Midjourney is now asking the court to substantially broaden that order.
In its filing, the company argues that the restriction allows the studios to selectively disclose only information supporting their claims while withholding evidence that could strengthen Midjourney’s defense.
According to the startup, the documents currently being withheld could reveal whether the studios are internally using AI systems trained on copyrighted content in much the same way they accuse Midjourney of doing.
“The documents they are withholding are precisely those that would reveal whether, behind closed doors, they are doing exactly what they are suing Midjourney for doing,” the company argued in its court submission.
Midjourney specifically contends that if the studios are developing image-generation tools for internal creative purposes such as storyboarding, concept art, visual development or film and television production planning, such evidence would demonstrate that using copyrighted content to train AI models has become an accepted industry practice.
The company argues that this information would directly support its fair use defense by showing that even major copyright owners consider such practices necessary for developing modern AI systems.
Beyond internal AI development, Midjourney is also seeking disclosure of the studios’ own interactions with its platform.
The company wants Disney, Universal, and Warner Bros. to produce every prompt they entered into Midjourney, along with every image generated in response, rather than only those examples they claim infringe copyrighted works.
Midjourney argues that limiting production to allegedly infringing outputs creates an incomplete picture of how its technology performs and prevents the company from presenting evidence that many generated images do not violate copyright.
The studios have strongly opposed the broader discovery request.
Their lead attorney, David Singer, previously described Midjourney’s demands as a “fishing expedition,” arguing that the company is seeking information unrelated to the central copyright issues before the court.
Singer has also rejected suggestions that the lawsuit represents opposition to artificial intelligence itself.
According to him, the studios are not attempting to stop AI development or shut down Midjourney’s business.
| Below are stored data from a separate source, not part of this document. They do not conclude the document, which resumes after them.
PR #3961, opened 2024-03-14
Fix value type

devcrazygit:
Form values can also be number, boolean, especially when you customize the form control.

In React Native, I created a new customized form select and the value is number. In this case, this causes error because `eventOrTextValue.target` or `eventOrTextValue.currentTarget` is undefined.

```
if (isString(eventOrTextValue)) {
        // If we can, persist the event
        // @see https://reactjs.org/docs/events.html#event-pooling
        if ((eventOrTextValue as any).persist) {
          (eventOrTextValue as React.ChangeEvent<any>).persist();
        }
        const target = eventOrTextValue.target
          ? (eventOrTextValue as React.ChangeEvent<any>).target
          : (eventOrTextValue as React.ChangeEvent<any>).currentTarget;

```

Can we fix to support such cases?

### DIFF
--- a/packages/formik/src/Formik.tsx
+++ b/packages/formik/src/Formik.tsx
@@ -598,7 +598,7 @@ export function useFormik<Values extends FormikValues = FormikValues>({
   );
 
   const executeChange = React.useCallback(
-    (eventOrTextValue: string | React.ChangeEvent<any>, maybePath?: string) => {
+    (eventOrTextValue: string | number | boolean | React.ChangeEvent<any>, maybePath?: string) => {
       // By default, assume that the first argument is a string. This allows us to use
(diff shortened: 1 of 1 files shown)


.changeset/khaki-cherries-appear.md
```diff
@@ -0,0 +1,5 @@
+---
+'formik': major
```
quantizor, line 2: Is widening a type a breaking change?

devcrazygit: @quantizor I just walk through changeset tutorial.
What should I put in instead of `major`? `minor` is ok?
Or could you write code suggestion here?

quantizor: I think probably just a `patch` is ok

Issue #3960, opened 2024-03-07
Call formik.setFieldValue() with previous value as parameter


wilhei:
### Current Behavior

It is not possible to call formik.setFieldValue('name', value) multiple times async. without overwriting the other values. Let's take a look at following simple example:

      const onButtonClick = () =>{
        Array.from(Array(5).keys())
         .forEach((num) => formik.setFieldValue("testvalue", formik.values.testvalue + num));
        };
      }

The problem is, that we end up with a result, where only one num was added, instead of a sum of all. All previous added nums were overwritten.

### Desired Behavior

Beeing able to pass a function containing the previous value as parameter (like we can do in react useState setter method).

    const onButtonClick = () =>{
        Array.from(Array(5).keys())
         .forEach((num) => formik.setFieldValue("testvalue", (prev) => prev + num));
        };
      }

So in this example we do not use the "start value" everywhere, but we always use the already updated value of previous called functions.

### Suggested Solution

see Desired Behavior

### Who does this impact? Who is this for?

All react developer, which need to run multiple async funtions. In my example I upload multiple images and update the uploading states async.

### Describe alternatives you've considered

Use a React.useState variable and use the setter method with previous value. But I need to sync it all the time with the formik values to be able to use the formik.dirty variable.

### Additional context

noting

ubaidkolad:
This would be really helpful, any update on this?

sovetski:
any update?

gdeggau:
any update?

stupidSheep:
It's been merged and is available in 2.4.9 (and possibly earlier)

@ChronicusUA Many thanks for the PR! This is definitely making things easier!

PR #3968, opened 2024-04-24
Feat: 3960. Update setFieldValue with setter function

ChronicusUA:
Feature for: #3960

### DIFF
--- a/packages/formik/src/Formik.tsx
+++ b/packages/formik/src/Formik.tsx
@@ -583,7 +583,7 @@ export function useFormik<Values extends FormikValues = FormikValues>({
 
   const setFieldValue = useEventCallback(
     (field: string, value: React.SetStateAction<any>, shouldValidate?: boolean) => {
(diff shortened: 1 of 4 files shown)


packages/formik/src/Formik.tsx
```diff
@@ -582,18 +582,20 @@ export function useFormik<Values extends FormikValues = FormikValues>({
   );
 
   const setFieldValue = useEventCallback(
-    (field: string, value: any, shouldValidate?: boolean) => {
+    (field: string, value: React.SetStateAction<any>, shouldValidate?: boolean) => {
+      const resolvedValue = isFunction(value) ? value(state.values[field]) : value;
```
erashu212, line 586: we can use `getIn` instead of `value(state.values[field])`.

E.g
```suggestion
const resolvedValue = isFunction(value) ? value(getIn(state.values, field)) : value;
```

ChronicusUA: Fixed

quantizor (approved):
Great idea!

PR #200, opened 2010-10-01
Stable

dparis:
Declaring UTF-8 in _font-face.scss allows SASS to successfully compile the file on systems where UTF-8 is not the default. Been running this without incident for a week or two.


chriseppstein:
merged. thanks.

PR #212, opened 2010-10-29
stretch, stretch-x, and stretch-y mixins for absolute positioning

steve-wong:
Some simple mixins to stretch an element via absolute positioning.


steve-wong:
Ahh...sorry for jumping the gun.  Thanks for the link to the instructions on contributing.  I'll work on getting tests, docs, etc. and changing the implementation so 'position: absolute' isn't output twice.

I can also change the name to "stretcher" as suggested.  Yes, it can be used to create backdrops, but is also useful for absolutely positioning a panel or viewport area.  For instance, stretching a div to fill the right side (or some portion) of a container.  It can be an alternative to percentage based width/height.

chriseppstein:
Merged to master: https://github.com/chriseppstein/compass/compare/a618ff3509c446b4a1a1...a8a2f42b

chriseppstein:
thanks!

Instead, he argues that they want the company to stop copying copyrighted films, television programmes and famous fictional characters without authorization and distributing AI-generated derivative works based on those protected properties.
The case has become one of the defining legal battles shaping the future of generative AI. A ruling in favor of the studios could strengthen the ability of copyright holders to demand licensing fees from AI developers and potentially reshape how future models are trained.
Conversely, if Midjourney succeeds in establishing that AI training constitutes fair use, the decision could provide significant legal support for the broader AI industry, where leading companies including OpenAI, Anthropic, Meta and Google also face lawsuits over the use of copyrighted material in model development.
The discovery dispute also highlights growing tensions between traditional media companies and AI developers. Several Hollywood studios have publicly criticized generative AI firms for allegedly using copyrighted content without permission, while simultaneously investing heavily in AI tools to improve production workflows, visual effects, animation, script development and creative planning.